# nic cage for one rabbit right now, maybe two soon



## frozentoes (Aug 26, 2010)

I built this for our 10 week old lop as he's not yet trained enough to run around the living room (he tugs and pulls on everything and is permanently hyper so we'd never be able to keep him out of everything) 
















does this seem big enough for two rabbits to be in during the day? in the evening the older one is all over the house but not while we're at work


----------



## NorthernAutumn (Aug 26, 2010)

Yes, beautiful setup! More than big enough for 2 rabbits during the day - heck, you could have 3-4 in there without a problem 

May I suggest using a covering on the wood floors to give some more traction? Cork matting, or seagrass mats provide a slip-resistant solution. 
When my rabbits get excited, they seem to fly all over the place. With slip-free flooring, the odds of a leg or groin injury go down considerably.

Clear anti-slip bathtub mats could also be secured to the cage floor.

Again, that is a super bunny palace :shock:!


----------



## Korr_and_Sophie (Aug 26, 2010)

Wow, that is an awesome cage. It is definitely big enough for 2 bunnies. You could even block off the top or bottom so you have a space for the new bun during bonding.


----------



## Rabbit Hero (Aug 26, 2010)

wonderful cage! looks plenty big enough to house two rabbits. But I agree with the flooring, something that will give him traction when he wants to run and jump inside the cage. 

Also, adorable little guy you've got there!


----------



## frozentoes (Aug 26, 2010)

mostly worried about him chewing on anything I put in there, he's a bit of a terror when it comes to anything he can put his teeth into. Any suggestions that wouldn't hurt him if he chewed it?


----------



## AquaticRex (Sep 8, 2010)

what did you use for flooring? i'm still looking for something to use other then straight chloroplast lol


----------



## Nancy McClelland (Sep 8, 2010)

looks more than adequate for two. Our bunnies just love cardboard boxes--the plain ones. They use them as chew toys as well as a place to just lay around and they are cheap and easy to come by. We even took an apple box and cut holes in the sides and put in a litter box.


----------



## Mybunnybella (Dec 9, 2012)

Thats huge! Im gonna make my NIC look like yours!!! INSPIRATION!:bunny17::bunny17::bunny17::bunny17::bunny17::bunny17:


----------



## ldoerr (Dec 9, 2012)

AMAZING cage!!!! PLENTY big enough for 2 rabbits. My 2 rabbits (when they were bonded and living together) shared a cage that was less than 1/2 that size and did fine.


----------



## coxbrea151 (Dec 9, 2012)

Plently big enough.

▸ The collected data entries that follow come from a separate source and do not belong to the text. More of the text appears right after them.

Issue #10772, opened 2025-02-15
editor-layer-index at npm was taken down, claimed to be containing malware, npm audit gives scary warning on install


matkoniecz:
As I understand: at some point https://www.npmjs.com/package/editor-layer-index was taken down. Maybe it actually had malware.

https://github.com/openstreetmap/iD/blob/develop/package.json#L101C28-L101C69 points not to NPM but to github

>     "editor-layer-index": "github:osmlab/editor-layer-index#gh-pages",

but npm audit does npm audit things and emits scary warning linking https://github.com/advisories/GHSA-jq9w-gjvg-mxr8

![Image](https://github.com/user-attachments/assets/f32ac81a-37e0-4907-bac9-6792ae68d496)

Is it avoidable somehow? It is definitely scary for new contributors

andrewharvey:
I don't think osmlab/editor-layer-index ever published to the npmjs.com registry. I think what happened is someone else published malware into the untaken namespace to try and catch unsuspecting developers trying to npm install from the registry instead of directly from github.com/osmlab/editor-layer-index.

Then the npmjs team took over the package.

You could put cardboard on top of the wood for now, as he can chew/dig/do-his-buisness on it, and cardboard is edible. Cute rabbit too. Cardboard hides are fun,free edible toys too. You can also use tiolet roles, lunch bags, wood, dog toys, etc. for fun.


----------



## rdoyle225 (Dec 13, 2012)

How many cubs did that take?


----------



## lauratunes12 (Dec 13, 2012)

A number of us use fleece as flooring. But if he chews, you might have to replace it every now and again. . You can also get a grass/woven mat.

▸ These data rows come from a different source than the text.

PR #12865, opened 2026-09-14
Fix flash message overflow below footer bar (#9072)

### LINKED ISSUE #9072: Follow mode flash message has overflow hidden

SaifuddinM23:
### Summary of Changes
Fixes #9072.

Adds `overflow: hidden;` to `.map-footer-bar` in `css/80_app.css`. When flash messages transition offscreen via `.footer-hide` (`bottom: -100%`), they previously leaked outside the container because `.map-footer-bar` lacked `overflow: hidden`.

### Testing Done
- Ran `npm run build:css` cleanly.
- Executed `npx vitest run --no-isolate` — all 2,269 unit tests passed.


tordans:
https://github.com/openstreetmap/iD/issues/9072#issuecomment-4197526107 describes a different solution.

SaifuddinM23:
> [#9072 (comment)](https://github.com/openstreetmap/iD/issues/9072#issuecomment-4197526107) describes a different solution.

Updated! I changed `map-footer-bar` to use `min-height: 2.5em; height: auto;` so multi-line flash messages can expand the footer height instead of clipping overflow. Thanks for pointing that out!

package-lock.json
```diff
@@ -1951,9 +1951,6 @@
         "arm64"
       ],
       "dev": true,
-      "libc": [
-        "glibc"
```
matkoniecz, line 1955: this appears to commit unrelated changes

matkoniecz: can you remove it from the PR? Maybe redo it in a new PR as edit will be likely easier to redo than to fix this PR?

SaifuddinM23: Fixed! I have removed the changes to `package-lock.json` so this PR now only touches `css/80_app.css`. Thanks for pointing that out!

SaifuddinM23:
Updated and cleaned up. The PR now only contains the intended css/80_app.css change. Thanks for the review!

PR #12876, opened 2026-09-15
Simplify Turkish address form

w2r4:
This PR removes postcode, district and "province" fields from the address form of iD.

And these are my reasons:

---

Postcodes in Turkey exist, but:

- They are more like an "Neighbourhood ID": They can be derived from neighbourhood information alone.
- Not actively utilized in specifying addresses, therefore *almost* no one remembers nor uses a single one.

Showing an empty postcode field in iD annoyingly tempts the user to check the postal code corresponding to the neighbourhood on [the government website](https://postakodu.ptt.gov.tr/) and copy-paste it into OSM, for every addressable feature.

In OSM, some neighbourhoods are already tagged with `postal_code=`, or some cities have postal code boundary relations.

---

Districts and provinces are completely mapped as boundaries in Turkey.

`addr:*` keys on features could also be used in theory but it is a total mess right now:
- [OSM Wiki page](https://wiki.openstreetmap.org/wiki/Addresses#Turkey) recommends `addr:subdistrict` **for districts** and `addr:district` **for provinces**.
- Despite that, features in a few provinces in Turkey are tagged with `addr:district` for districts and `addr:province` for provinces.
- Despite that, majority of features follow the iD format: They are tagged with `addr:district` for districts and `addr:city` **for provinces**.

I think it would be a good start to reduce the rate of increase of these tags for improving OSM address quality in Turkey.

---

Also, turns out many new mappers are confused by the address form, resulting in inaccurate tagging. (e.g. [1](https://www.openstreetmap.org/way/1536501143), [2](https://www.openstreetmap.org/way/530620375), [3](https://www.openstreetmap.org/way/1535266886), [4](https://www.openstreetmap.org/node/13919957907)).

[A maproulette challenge for Istanbul](https://maproulette.org/browse/challenges/53570) had been also made to fix such values in `addr:city`.


matkoniecz:
Has it been consulted with Turkish community? Thread at community forums or something similar?

matkoniecz:
@w2r4 Has it been consulted with Turkish community? Thread at community forums or something similar?

w2r4:
Well, actually no.

matkoniecz:
Are you planning to do so? Not saying that it is a bad idea but there are typically clear preferences among community which address fields should be filled and which should be left implied.

w2r4:
> Are you planning to do so?

I'm sorry but I'm not feeling like doing that. If such discussion is really important, we can save time by not applying this patch.

matkoniecz:
closing as it is unclear whether community supports it

> [A maproulette challenge for Istanbul](https://maproulette.org/browse/challenges/53570) had been also made to fix such values in addr:city.

running "Standardize Istanbul Addresses" without checking with community is suspect at best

By the way, I'm jealous of that cage. We only got one box of panels, and now I really which we had gotten more. It'll take some persuasion though, because my dad complains about Faith costing 10x more than our dogs.


----------



## agnesthelion (Dec 13, 2012)

Beautiful cage and as everyone has said more than enough space for two!

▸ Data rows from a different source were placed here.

PR #182, opened 2020-12-15
Fix bug in guess output validator

RagnarGrootKoerkamp:
Currently it's possible to have the following interaction with the adaptive interactor:
```
400
higher
700
higher
1
higher
600
lower
```

We ran into this because we increased the number of allowed queries to `1000` for the BAPC testsession and somebody submitted a program guessing `37*i%1000+1` on the `i`th try.

### DIFF
--- a/examples/guess/output_validators/guess_validator/validate.cc
+++ b/examples/guess/output_validators/guess_validator/validate.cc
@@ -62,11 +62,11 @@ void check_case() {
         } else if (diff < 0) {
             cout << "lower\n";
             cout.flush();
-            sol_hi = guess-1;
+            sol_hi = min(sol_hi, guess-1);
         } else {
             cout << "higher\n";
             cout.flush();
-            sol_lo = guess+1;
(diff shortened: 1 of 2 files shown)


pehrsoderman:
@RagnarGrootKoerkamp Can you add an example solution triggering this bug to the problem package as well?

RagnarGrootKoerkamp:
@pehrsoderman done, but it's not so effective: the solution needs 1000 queries to be AC, but the limit is only 10 here so it will be WA anyways.

pehrsoderman:
@RagnarGrootKoerkamp Can you add something that, for example, makes the solution crash out if the bug is present? And a comment, to make it a little less 😲 if you don't know what is there for?

Sorry for the nitpicking. I should have been more clear to start with.

RagnarGrootKoerkamp:
@pehrsoderman done now! The submission should get WA, but currently gets an RTE.

pehrsoderman:
@RagnarGrootKoerkamp Great, thanks!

My flooring in my NIC cage, well one of the floors anyway, is fleece stapled around wood. It works great,'provides good traction and my two don't chew on it.


----------



## cashie (Dec 14, 2012)

Great set up


----------



## Imbrium (Dec 14, 2012)

lauratunes12 said:


> By the way, I'm jealous of that cage. We only got one box of panels, and now I really which we had gotten more. It'll take some persuasion though, because my dad complains about Faith costing 10x more than our dogs.



if you do get another box, I recommend sears - they still have the best price I've heard about, only $17.59 for 23 panels if you order online (you'll want to do site-to-store to avoid insane shipping fees) - http://www.sears.com/stor-floor-sta...p-00913332000P?prdNo=1&blockNo=1&blockType=G1


----------



## brittneydee (Dec 18, 2012)

Jennifer,

Thank you so much for posting this link! Now I can finally start designing my bunny a new home


----------



## Imbrium (Dec 18, 2012)

no problem . be sure to share pics of the condo with us when you get it built!


----------



## mochajoe (Dec 23, 2012)

Plenty big enough....I want one!!! I love it!!!


----------



## pl804 (Mar 8, 2017)

@frozentoes: That is an amazing cage. How long did that take to build?


----------



## ClementineAndJack (Mar 10, 2017)

rdoyle225 said:


> How many cubs did that take?


It looks like 44 squares to me


----------